Mr. Calone issued a concession statement a short time later, noting that he came within about 300 votes of victory despite being outspent in the primary campaign by nearly $1 million. “That’s a testament to the great Democratic volunteers supporting our campaign across the district,” he said.
He likewise took the opportunity to take aim at the incumbent and back his primary opponent: “We cannot continue being represented by Congressman Lee Zeldin, one of Donald Trump’s loudest advocates in Washington … so I urge people across eastern Long Island to join me in supporting our Democratic nominee, Anna Throne-Holst, to replace him this November.”
Mr. Zeldin’s campaign also offered a statement on Friday, calling him “an independent, strong and effective leader in Congress,” and saying that the district’s voters “are smart enough to sort fact from fiction and reject all of the false, negative and partisan attacks on our congressman being spun up by the Democrats.”
The statement added, “He looks forward to continuing his work for Long Island and our nation in his second term.”
Former Southampton Town Supervisor Anna Throne-Holst appeared poised to win the Democratic nomination for the 1st Congressional District race on Friday afternoon.
Counting of the 1,803 absentee and affidavit ballots was still underway at the Suffolk County Board of Elections headquarters in Yaphank, but with nearly 80 percent of the ballots counted as of noon on Friday, and just 400 remaining, Ms. Throne-Holst had widened her lead to 273 votes over Brookhaven businessman David Calone.

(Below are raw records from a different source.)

PR #655, opened 2016-04-12
remove redundant decodeURI call when showing annotations

### LINKED ISSUE #653: Annotations Weirdness with '%'
As in the issue recently reported to us, when a TA's annotation includes the percentage sign, the annotation functions on student submission page are all unresponsive.

I'm guessing that it has to do with `annotations.js` and Javascript string escaping. Any Javascript wizard wanna help out?

zyx-billy:
Fixes #653 

decodeURI function call is not needed since original data is not encoded.


ymzong:
Thanks!!

PR #663, opened 2016-04-29
Make search experience consistent

### LINKED ISSUE #660: Search Inconsistencies
Currently, different pages have different searching mechanisms.
Below is a summary thanks to Prof. Kosbie:
- [x] - You are now unable to search in Grade Submissions by Andrew ID - only by first or last name. There is no indication that this is the case, leading many CAs to ask me why their students disappeared from Autolab.
- [x] - However, you still have to search by Andrew ID in Manage Submissions view. 
- [x] - Double however, once you go into Create Submission in Manage Submissions, you can only search by first and last name again. 
- [x] - And then in Manage Extensions, you don't search by Andrew ID by typing really fast, but you can only search by first and last name now.

Ideally all pages should be able to search by both email and name.

zyx-billy:
Aims to fix #660.

All search boxes can now search for _any part of a user's first name, last name, or email_.

Affected pages and example:
Grade Submissions (gradesheet)
gradesheet
Manage Submissions (now shows the user's name in the table like the gradesheet)
manage_extensions
Create Submission
create_submission
Manage Extensions
manage_extension

### DIFF
--- a/app/controllers/extensions_controller.rb
+++ b/app/controllers/extensions_controller.rb
@@ -11,7 +11,7 @@ class ExtensionsController < ApplicationController
     @extensions = @assessment.extensions.includes(:course_user_datum)
     @users = {}
     @course.course_user_data.each do |cud|
-      @users[cud.email] = cud.id
+      @users[cud.full_name_with_email] = cud.id
     end
     @new_extension = @assessment.extensions.new
   end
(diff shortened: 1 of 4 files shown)


zyx-billy:
Rebased onto new master. Tests now pass.

nayak16:
@zyx-billy Isn't this already part of `master` and `Autolab2.0`

zyx-billy:
@nayak16 I don't think this one was ever put into production, so it's not currently on master or Autolab2.0 (not even on develop).

cg2v:
it looks like item 1 (grade submissions) from #660 is fixed in production, but nothing else is.

PR #670, opened 2016-05-31
Trap and report scheduler exceptions

cg2v:
fork with a block does not seem to propagate exceptions in the subprocess
to rescue blocks outside the fork block, so exceptions inside scheduler
modules were not being logged. Trap them inside the fork block, also trap
ScriptError exceptions, and send the subprocess exceptions to
ExceptionNotifier.

This is tested, except for the metadata added to the ExceptionNotifier call


zyx-billy:
merged into master with #735

PR #673, opened 2016-06-07
Disconnect from database before running Moss

cg2v:
Since moss can run for an extended period of time, it is possible
for database connections to time out while it is running. ActiveRecord
does not check database connections for liveness whenever they are used,
only when they are checked out or back in to the connection pool.

Make activerecord return all active connections to the pool before running
moss, so any post-moss database access will use hopefully-live connections.


zyx-billy:
merged into master with #735

Issue #675, opened 2016-07-11
bug with importing existing assessment from tarball (and a fix)


msherr:
Hi,

We're setting up Autolab at Georgetown.  During this process, we couldn't get "Option 3: Import an existing assessment from tarball." to work from the InstallAssessments screen.  There appears to be a bug in https://github.com/autolab/Autolab/blob/master/app/controllers/assessments_controller.rb#L675.

Specifically, tarballs include a "/" at the end of directory names.  So it will never be the case that 

`if entry.directory? && pathname.count("/") == 0`

As a workaround, I added the line:

`pathname.chomp!("/")`

which removes trailing "/".  I admit that I've never actually programmed in Ruby, and this probably isn't the best fix.  In particular, it will cause problems for non-directories that have "/" as the last character in the filename (a pretty strange edgecase).

Adding in the chomp! statement seems to now allow Option 3 to work, which was important for our deployment here at Georgetown.

Again, I should re-emphasize that there's probably a much better way to fix this.  

Thanks,
Micah
CS Faculty at Georgetown

Here's the patch:

```
diff --git a/app/controllers/assessments_controller.rb b/app/controllers/assessments_controller.rb
index f298e39..d160418 100755
--- a/app/controllers/assessments_controller.rb
+++ b/app/controllers/assessments_controller.rb
@@ -670,6 +670,7 @@ private
     asmt_yml_exists = false
     tar_extract.each do |entry|
       pathname = entry.full_name
+      pathname.chomp!("/")
       next if pathname.start_with? "."
       # nested directories are okay
       if entry.directory? && pathname.count("/") == 0
```

pcbouman-eur:
In Rotterdam we also had issues with this exact problem. The problem doesn't occur when you export an assessment from Autolab via the webinterface (you get a tar that you can import), but as soon as you extract the tar and use the tar command to create a new archive, Autolab refuses the new file.
As a workaround, I took the "Assessment export" code from Autolab and put it in a ruby script that I could use instead of the regular tar command to create archives, and the results can be imported by Autolab. A fix for this issue would be very convenient for us as well.

zyx-billy:
Fixed by #683.

PR #683, opened 2016-09-02
fix trailing slash issue with importing assessment from tarball

zyx-billy:
For #675.

The logic with the original code seems fine. The only problem was it was assuming directories in a tarball don't end with a slash. We just need to remove any trailing slashes for directories so that it aligns with the assumption.

(This assumption guarantees that directories containing no slashes are root level directories. An alternative solution would be updating the export assessment code so it appends a slash to every directory (just like how the cmdline tool tar would), and then assuming directories that contain exactly one slash are root level directories, but that isn't robust either. So it seems the most flexible way is to just preprocess the directory name so we don't assume anything about trailing slashes)

### DIFF
--- a/app/controllers/assessments_controller.rb
+++ b/app/controllers/assessments_controller.rb
@@ -671,10 +671,11 @@ private
     tar_extract.each do |entry|
       pathname = entry.full_name
       next if pathname.start_with? "."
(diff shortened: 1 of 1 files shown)


ymzong:
Lgtm!

PR #697, opened 2016-10-02
Updated CMU Deployment merge into master

nayak16:
Merge the working commits the CMU deployment of Autolab into the master branch of Autolab


zyx-billy:
Note to self/team: revert commits involving CMU specific info after merge

cg2v:
why do you want to resolve the differences this way? merge/update the underlying prs, and I will rebase my tree to match

zyx-billy:
@cg2v So this isn't actually trying to resolve the differences between master and the deployed version. We are currently retiring the develop branch in favor of just using master. Instead of merging develop right into master, which would pull in untested changes from a long time ago that were never used, we discovered it would be safer and easier to just merge the current deployed version since it was based on master, and also included the essential changes made on develop. (of course, if we ever find out we need anything specific from develop, we could always pick them into master again).

nayak16:
@cg2v We also agreed that merging this branch would be better than cherry picking each PR

nayak16:
Merged as part of #699

PR #699, opened 2016-10-05
Updated and rebased CMU Deployment merge into master

cg2v:
Merge the working commits the CMU deployment of Autolab into the master branch of Autolab (use this instead of #697 

This excludes the local deployment patches, which would spare you from needing to revert them after.
A rebased tree that includes all the patches is cg2v/new-deploy-fall-2016 which has an identical tree to cg2v/deploy-fall-2016-mid


nayak16:
Same here @cg2v can you rebase with autolab:master and then push back to this PR.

Just 29 votes separated the two after polling on Election Day.
The vote totals were expected to be finalized later Friday afternoon.
At the end of the day on Thursday, with 795 of 1,803 ballots counted, Ms. Thone-Holst had widened her lead to 188 votes.
Most of the ballots counted on Thursday came from towns that she had won, while the bulk of the ballots left to be counted on Friday came from East Hampton and Brookhaven, towns that Mr. Calone won handily.
Brookhaven, with some 950 absentee ballots, accounted for more than half the total, much as it had accounted for a little more than half of the votes cast at polls last Tuesday. Mr. Calone got better than 600 votes more than Ms. Throne-Holst did at the Brookhaven polls. But in the early counting of absentte ballots there, the former supervisor, who lives in Noyac, outperformed the election day results: garnering 141 votes to Mr. Calone’s 140.
As of noon on Friday, absentee ballot counting had been completed for election districts in Islip, Shelter Island, Smithtown, and East Hampton towns with the remaining 400 ballots coming from Brookhaven and Southhold districts. Ms. Throne-Holst was the top vote getter in Southold last Tuesday.
The winner of the race will face U.S. Representative Lee Zeldin, a Republican, in his first re-election campaign.